Se é difícil sair da caverna, abra-a para os amigos — Gama Revista
COLUNA

Isabelle Moreira Lima

Se é difícil sair da caverna, abra-a para os amigos

Uma lista de vinhos (e harmonizações) para receber bem em casa quando a conta do bar se torna impossível e o desconforto com o retorno ao mundo é maior que a vontade de sair

03 de Novembro de 2021

Que momento estranho. Podemos chamar de retomada? Muitos voltam a bares e restaurantes pela primeira vez agora em quase dois anos. Uma retomada da vida etílica social talvez. Para alguns, ela é lenta; para outros, mais rápida. Para mim, um momento de dúvida (é hora mesmo de sair?), ansiedade (e se não for?) e muita frustração (tanto esforço pra isso?).

Outro dia, conversando com uma amiga, cheguei à conclusão de que não estou preparada para o mundo pós-pandêmico em muitos níveis, mas o principal deles diz respeito às expectativas. Estamos com desejos represados há quase dois anos. Imaginamos os lugares que amávamos frequentar no passado e poucos deles ainda existem.
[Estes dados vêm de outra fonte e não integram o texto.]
Issue #372, opened 2026-08-12
DMA Abort with an Accepted Bus Request


ysekhar:
## TL;DR

The DMA abort behavior is not defined precisely enough when a Host, CTN, or
System-bus request has already been accepted but its response has not returned.
The current RTL immediately returns the functional state machine to Idle,
clears `STATUS.busy`, and sets `STATUS.aborted`. It does not retain explicit
ownership of the accepted request before allowing a new DMA operation.

A standalone legacy-DV testcase now reproduces this on the Host TL path. It
holds the D response after an accepted A request, issues abort, and reads
`STATUS` while the response is still outstanding. The observed value has
`busy=0`, contrary to the required drain boundary. The testcase is based
directly on `main` and does not depend on reset-safe infrastructure.

That is unsafe. Abort can stop the requested copy or hash operation, but it
cannot cancel a bus request that another component has already accepted. The
old response must still be consumed and kept separate from any later operation.
Otherwise the DMA can exceed its one-outstanding-request design, associate an
old response with a new transfer, or leave interconnect state that can prevent
forward progress.

The proposed contract is:

1. Abort stops new DMA requests immediately.
2. A request that has not been accepted may be withdrawn.
3. A request that has been accepted must be drained.
4. Its response is consumed but has no functional effect on the aborted copy or
   hash operation.
5. A new operation cannot reuse that interface until the old response drains.
6. `STATUS.aborted` is set only when this drain is complete.

This needs an RTL change for the Host and CTN TL-UL interfaces. A System-interface
change is also expected, but its exact implementation depends on resolving the
meaning of the System write grant. Reset must not be used as the normal recovery
mechanism.

## Issue summary

The DMA can report an abort as complete while a Host TL request accepted before
the abort still has no D response. The functional state machine forgets that
transport work and permits the interface to be reused, even though the DMA is
configured for only one outstanding request. An old response can therefore
overlap a later operation or be associated with the wrong operation.

The standalone `dma_abort_outstanding` testcase demonstrates the first
software-visible failure: `STATUS.busy` clears while the accepted Host response
is deliberately held pending. The register description says
`STATUS.aborted` is set once the aborted operation drains.

## Purpose of this document

This note records the observed behavior, the system risk, and the decisions
needed from architecture and RTL. Dragonfly is one integration of the DMA, but
block-level verification must cover every interface supported by the DMA IP.
Dragonfly's current System-interface tie-off therefore does not remove System
abort behavior from the DMA specification or verification scope.

[...]

PR #373, opened 2026-08-12
[dma,dv] Add directed abort drain reproducer

ysekhar:
This PR contains the test case and RTL fixes that showcases the bug highlighted in PR #372

### DIFF
--- a/hw/ip/dma/rtl/dma.sv
+++ b/hw/ip/dma/rtl/dma.sv
@@ -85,6 +85,9 @@ module dma
   logic dma_state_error;
   // SEC_CM: FSM.SPARSE
   dma_ctrl_state_e ctrl_state_q, ctrl_state_d;
+  logic abort_complete;
+  logic abort_rsp_pending, abort_rsp_complete;
+  dma_ctrl_state_e abort_wait_state;
   logic set_error_code, clear_go, clear_status, clear_sha_status, chunk_done;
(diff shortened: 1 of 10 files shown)


hw/ip/dma/rtl/dma.sv
```diff
@@ -636,13 +640,51 @@ module dma
     // Default assignments for the muxed config signals for the idle state
     cfg_handshake_en = control_q.cfg_handshake_en;
 
-    // Abort has the highest priority in the state machine. In all cases, if the abort is raised,
-    // the DMA is reset to the idle state. This includes the error state and the default state,
-    // which should never be reached during normal operation. The abort condition has precedence
-    // over any outstanding TL-UL transaction.
+    // Derive the transport state that must survive an abort. A response-wait state means the
```
matutem, line 643: It is unusual and confusing to split a separate case statement that drives the same state as another case statement. It is way clearer to have one chunk of code that performs the actions for each state, together with any transitions. Could you fold this code into the main case for the corresponding states?

This code was already merged in walnut/sow, and got past the reviews with this funny construct. I wish I had flagged this before.

matutem (changes requested):
Flagged some code in the dma FSM. Could you comment?

matutem:
Could you remove the RTL changes since they are already done?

Alguns fecharam de verdade; outros não são mais o que eram por um motivo ou por outro; e um terceiro grupo nunca chegou a ser o que guardamos na memória, porque, afinal, ela é seletiva e estranhamente romântica – deu um jeito de maquiar defeitos que sempre estiveram lá e que agora vamos ter o (des)prazer de reencontrar.

Há ainda outra grande questão: quem vai pagar a conta? Não é metáfora, é uma pergunta tão genuína quanto literal. Talvez uma, duas saídas, mas como bancar financeiramente as contas que bancávamos antes? Assim como nós mudamos com o trauma pandêmico, a economia também o fez e a inflação escalou o Everest. Você e eu estamos cansados de saber disso, afinal nos perturbamos a cada semana no supermercado, mas ainda assim é um tombo receber a dolorosa, que nunca doeu tanto. Ela dói especialmente quando o valor cobrado parece deslocado do que é servido.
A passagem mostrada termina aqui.